(Saved data entries)
──────

PR #616, opened 2019-06-27
Redesign rule loading

mrob95:
As outlined in #589 , this is at least a first attempt at allowing rules in user space to automatically override caster defaults. To test, copy (for example) `lib/ccr/python/python.py` into `.caster/rules` and make some alterations. Rules in the user directory are imported first, and then rules with clashing pronunciations are ignored.

A few points:
* This needs thorough testing, I am almost certain that it will be broken in multiple ways.
* In a few places I have commented old stuff without removing it.
* If anybody knows a better way of recursively globbing for filenames then I'm all ears. `recursive` argument was only added in py3.
* At the moment this only works for rules, not for example the app or symbol standards.
* At the moment both the file in user space and the default file are imported, this may slow things down if the user moves a lot of rules so some sort of filename filtering will probably be necessary.
* `rules` and all its subdirectories will need init files so that the rules can be imported. This seems like it may turn out to be a major annoyance and a FAQ-factory. It may be worth generating these automatically if they don't already exist.

Also if anybody has any better ideas about how rules are loaded and how user space/caster space/git pulls/pip installs should coexist then fire away. Theoretically I think this is a decent approach but we will see.


LexiconCode:
> 
> 
>   * `rules` and all its subdirectories will need init files so that the rules can be imported. This seems like it may turn out to be a major annoyance and a FAQ-factory. It may be worth generating these automatically if they don't already exist.

This doesn't have logic to check if they already exist but it's a start.

```Python
from os.path import isdir, walk, join

rootFolder = "C:\\Users\\Main\\Desktop\\\inittest"
init = '__init__.py'
def generateInit(arg, dirname, fnames):
    fnames = [fname for fname in fnames if isdir(fname)]
    print "Created %s in : %s" %(init, dirname) # debug
    with open(join(dirname, init), 'w') as file_: file_.write('')

walk(rootFolder, generateInit, None)
```

Output
```
PS C:\Users\Main> & C:/Python27/python.exe c:/Users/Main/Desktop/inittest/test.py
Created __init__.py in : C:\Users\Main\Desktop\\inittest
Created __init__.py in : C:\Users\Main\Desktop\\inittest\level I folder 1
Created __init__.py in : C:\Users\Main\Desktop\\inittest\level I folder 1\level 2 folder 1
Created __init__.py in : C:\Users\Main\Desktop\\inittest\level I folder 1\level 2 folder 2
Created __init__.py in : C:\Users\Main\Desktop\\inittest\level I folder 1\level 2 folder 2\level 3 folder 1
Created __init__.py in : C:\Users\Main\Desktop\\inittest\level I folder 1\level 2 folder 2\level 3 folder 1\level 4 folder 1
Created __init__.py in : C:\Users\Main\Desktop\\inittest\level I folder 1\level 2 folder 2\level 3 folder 2
```

LexiconCode:
Note once this pull request is complete https://github.com/dictation-toolbox/Caster/pull/619 I'll need to document based on this implementation.

mrob95:
Okay it seems to be working reliably. Next two pull requests will likely be:
* Restructuring rules folders
* Docs

LexiconCode:
A few thoughts.

I think `copy_rules/copy_filters` should be under UserContentManager class. I left them as separate functions originally to simplify merging as you're still working on this request pull. In addition I'm still working on reading object-oriented Python.

Thinking of the future of cross-platform instead of concatenating strings `os.path.join()` and `os.path.normcase(path)`/`os.path.normpath(path)` instead of `.replace()`.

One thought is to continue the function of checking the rules/filters loaded correctly (not a syntax error issue) if not to provide feedback. Reference https://github.com/dictation-toolbox/Caster/blob/5cd51087577420794a2b5bb4ef7f507ff920b736/castervoice/lib/ctrl/user.py#L67

I will work on testing it out today.

LexiconCode:
In addition a typo on my part pull. 
https://github.com/dictation-toolbox/Caster/blob/68e7763e56580430c13942dc8a3084b6981c55da/castervoice/lib/ctrl/user.py#L27

Should be renamed `USER_RULES_DEFAULTS_PATH`

castervoice/lib/ctrl/user.py
```diff
@@ -35,17 +35,17 @@ class UserContentManager(object):
     def __init__(self):
         # self.rules = self.import_user_dir("get_rule", settings.SETTINGS["paths"]["USER_DIR"] + "/rules")
         # self.filters = self.import_user_dir("get_filter", settings.SETTINGS["paths"]["USER_DIR"] + "/filters")
-        self.caster_dir = os.path.realpath(__file__).rsplit(os.path.sep + "castervoice", 1)[0].replace("\\", "/") + "/"
-        self.user_dir = settings.SETTINGS["paths"]["USER_DIR"] + "/"
+        self.caster_dir = os.path.realpath(__file__).rsplit(os.path.sep + "castervoice", 1)[0].replace("\\", "/")
```
LexiconCode: I see a variation of this all over CodeBase. Why aren't we utilizing something like `CASTER_ROOT_DIR = "Root castervoice Path"` or/and included as an import?

mrob95: Sheer laziness ^^

LexiconCode: Good to know. In the near future all go through and try to correct these into something more standardized. I wouldn't worry about it here.

LexiconCode:
`__init__` successfully generated although the printed file paths aren't correctly slashed
```
Created __init__.py in : C:/Users/Main/.caster\rules
Created __init__.py in : C:/Users/Main/.caster\rules\examples
```

LexiconCode:
These might be you might be aware already but "development" rule in `dev.py` is not loaded.

LexiconCode:
After searching for MergeRule and MergeRule in caster there's a few more.

It's not quite right but an attempt
```Python
self.import_dir(join(self.caster_dir, "asynch"), "castervoice.asynch")

self.import_dir(join(self.caster_dir, "asynch", "sikuli"), "castervoice.asynch.sikuli")
```

Relative file paths
```
castervoice\asynch\sikuli\sikuli.py # sikuli commands

castervoice\asynch\_hmc.py # UI commands
```

LexiconCode:
Tweaking the way the Example rules filters are copied. We should be able to update examples rules/filters and subfolders. The should not be an issue as nothings loads from the example folders.

castervoice/lib/ctrl/user.py
```diff
@@ -25,6 +25,8 @@ def load_rules(self):
         self.import_dir(join(self.caster_dir, "apps"), "castervoice.apps")
         self.import_dir(join(self.caster_dir, "lib", "ccr"), "castervoice.lib.ccr")
         self.import_dir(join(self.caster_dir, "lib", "dev"), "castervoice.lib.dev")
+        self.import_module("castervoice.asynch.sikuli", "sikuli")
```
LexiconCode: This loads an individual file versus a directory.

LexiconCode:
I'm not convinced with the changes made in "Fixed context loading confusion". My thought would be context should always be placed with applications or grammars that there belong to instead of buried in core code.

While it does present a nice clean look it takes away readability and accessible expandability.

mrob95:
> I'm not convinced with the changes made in "Fixed context loading confusion". My thought would be context should always be placed with applications or grammars that there belong to instead of buried in core code.
> 
> While it does present a nice clean look it takes away readability and accessible expandability.

I agree I am also not happy with it. The problem is that as it was contexts like the terminal one were being imported from the gitbash grammar in e.g. bringme.py. This is not necessarily a problem but if the user is loading their own gitbash.py then the caster one will also be loaded to get the context. This produces a message on the terminal saying that a rule with that pronunciation also exists and may lead to the wrong rule being loaded depending on the ordering.

Solution for now is probably just to define the same context in a couple of places, I don't think it's a huge deal.

LexiconCode:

──────

Problem requirements:
Nothing should be left out. Reproduce all the entries precisely.

Response below:
PR #616, opened 2019-06-27
Redesign rule loading

mrob95:
As outlined in #589 , this is at least a first attempt at allowing rules in user space to automatically override caster defaults. To test, copy (for example) `lib/ccr/python/python.py` into `.caster/rules` and make some alterations. Rules in the user directory are imported first, and then rules with clashing pronunciations are ignored.

A few points:
* This needs thorough testing, I am almost certain that it will be broken in multiple ways.
* In a few places I have commented old stuff without removing it.
* If anybody knows a better way of recursively globbing for filenames then I'm all ears. `recursive` argument was only added in py3.
* At the moment this only works for rules, not for example the app or symbol standards.
* At the moment both the file in user space and the default file are imported, this may slow things down if the user moves a lot of rules so some sort of filename filtering will probably be necessary.
* `rules` and all its subdirectories will need init files so that the rules can be imported. This seems like it may turn out to be a major annoyance and a FAQ-factory. It may be worth generating these automatically if they don't already exist.

Also if anybody has any better ideas about how rules are loaded and how user space/caster space/git pulls/pip installs should coexist then fire away. Theoretically I think this is a decent approach but we will see.


LexiconCode:
> 
> 
>   * `rules` and all its subdirectories will need init files so that the rules can be imported. This seems like it may turn out to be a major annoyance and a FAQ-factory. It may be worth generating these automatically if they don't already exist.

This doesn't have logic to check if they already exist but it's a start.

```Python
from os.path import isdir, walk, join

rootFolder = "C:\\Users\\Main\\Desktop\\\inittest"
init = '__init__.py'
def generateInit(arg, dirname, fnames):
    fnames = [fname for fname in fnames if isdir(fname)]
    print "Created %s in : %s" %(init, dirname) # debug
    with open(join(dirname, init), 'w') as file_: file_.write('')

walk(rootFolder, generateInit, None)
```

Output
```
PS C:\Users\Main> & C:/Python27/python.exe c:/Users/Main/Desktop/inittest/test.py
Created __init__.py in : C:\Users\Main\Desktop\\inittest
Created __init__.py in : C:\Users\Main\Desktop\\inittest\level I folder 1
Created __init__.py in : C:\Users\Main\Desktop\\inittest\level I folder 1\level 2 folder 1
Created __init__.py in : C:\Users\Main\Desktop\\inittest\level I folder 1\level 2 folder 2
Created __init__.py in : C:\Users\Main\Desktop\\inittest\level I folder 1\level 2 folder 2\level 3 folder 1
Created __init__.py in : C:\Users\Main\Desktop\\inittest\level I folder 1\level 2 folder 2\level 3 folder 1\level 4 folder 1
Created __init__.py in : C:\Users\Main\Desktop\\inittest\level I folder 1\level 2 folder 2\level 3 folder 2
```

LexiconCode:
Note once this pull request is complete https://github.com/dictation-toolbox/Caster/pull/619 I'll need to document based on this implementation.

mrob95:
Okay it seems to be working reliably. Next two pull requests will likely be:
* Restructuring rules folders
* Docs

LexiconCode:
A few thoughts.

I think `copy_rules/copy_filters` should be under UserContentManager class. I left them as separate functions originally to simplify merging as you're still working on this request pull. In addition I'm still working on reading object-oriented Python.

Thinking of the future of cross-platform instead of concatenating strings `os.path.join()` and `os.path.normcase(path)`/`os.path.normpath(path)` instead of `.replace()`.

One thought is to continue the function of checking the rules/filters loaded correctly (not a syntax error issue) if not to provide feedback. Reference https://github.com/dictation-toolbox/Caster/blob/5cd51087577420794a2b5bb4ef7f507ff920b736/castervoice/lib/ctrl/user.py#L67

I will work on testing it out today.

LexiconCode:
In addition a typo on my part pull. 
https://github.com/dictation-toolbox/Caster/blob/68e7763e56580430c13942dc8a3084b6981c55da/castervoice/lib/ctrl/user.py#L27

Should be renamed `USER_RULES_DEFAULTS_PATH`

castervoice/lib/ctrl/user.py
```diff
@@ -35,17 +35,17 @@ class UserContentManager(object):
     def __init__(self):
         # self.rules = self.import_user_dir("get_rule", settings.SETTINGS["paths"]["USER_DIR"] + "/rules")
         # self.filters = self.import_user_dir("get_filter", settings.SETTINGS["paths"]["USER_DIR"] + "/filters")
-        self.caster_dir = os.path.realpath(__file__).rsplit(os.path.sep + "castervoice", 1)[0].replace("\\", "/") + "/"
-        self.user_dir = settings.SETTINGS["paths"]["USER_DIR"] + "/"
+        self.caster_dir = os.path.realpath(__file__).rsplit(os.path.sep + "castervoice", 1)[0].replace("\\", "/")
```
LexiconCode: I see a variation of this all over CodeBase. Why aren't we utilizing something like `CASTER_ROOT_DIR = "Root castervoice Path"` or/and included as an import?

mrob95: Sheer laziness ^^

LexiconCode: Good to know. In the near future all go through and try to correct these into something more standardized. I wouldn't worry about it here.

LexiconCode:
`__init__` successfully generated although the printed file paths aren't correctly slashed
```
Created __init__.py in : C:/Users/Main/.caster\rules
Created __init__.py in : C:/Users/Main/.caster\rules\examples
```

LexiconCode:
These might be you might be aware already but "development" rule in `dev.py` is not loaded.

LexiconCode:
After searching for MergeRule and MergeRule in caster there's a few more.

It's not quite right but an attempt
```Python
self.import_dir(join(self.caster_dir, "asynch"), "castervoice.asynch")

self.import_dir(join(self.caster_dir, "asynch", "sikuli"), "castervoice.asynch.sikuli")
```

Relative file paths
```
castervoice\asynch\sikuli\sikuli.py # sikuli commands

castervoice\asynch\_hmc.py # UI commands
```

LexiconCode:
Tweaking the way the Example rules filters are copied. We should be able to update examples rules/filters and subfolders. The should not be an issue as nothings loads from the example folders.

castervoice/lib/ctrl/user.py
```diff
@@ -25,6 +25,8 @@ def load_rules(self):
         self.import_dir(join(self.caster_dir, "apps"), "castervoice.apps")
         self.import_dir(join(self.caster_dir, "lib", "ccr"), "castervoice.lib.ccr")
         self.import_dir(join(self.caster_dir, "lib", "dev"), "castervoice.lib.dev")
+        self.import_module("castervoice.asynch.sikuli", "sikuli")
```
LexiconCode: This loads an individual file versus a directory.

LexiconCode:
I'm not convinced with the changes made in "Fixed context loading confusion". My thought would be context should always be placed with applications or grammars that there belong to instead of buried in core code.

While it does present a nice clean look it takes away readability and accessible expandability.

mrob95:
> I'm not convinced with the changes made in "Fixed context loading confusion". My thought would be context should always be placed with applications or grammars that there belong to instead of buried in core code.
> 
> While it does present a nice clean look it takes away readability and accessible expandability.

I agree I am also not happy with it. The problem is that as it was contexts like the terminal one were being imported from the gitbash grammar in e.g. bringme.py. This is not necessarily a problem but if the user is loading their own gitbash.py then the caster one will also be loaded to get the context. This produces a message on the terminal saying that a rule with that pronunciation also exists and may lead to the wrong rule being loaded depending on the ordering.

Solution for now is probably just to define the same context in a couple of places, I don't think it's a huge deal.

LexiconCode:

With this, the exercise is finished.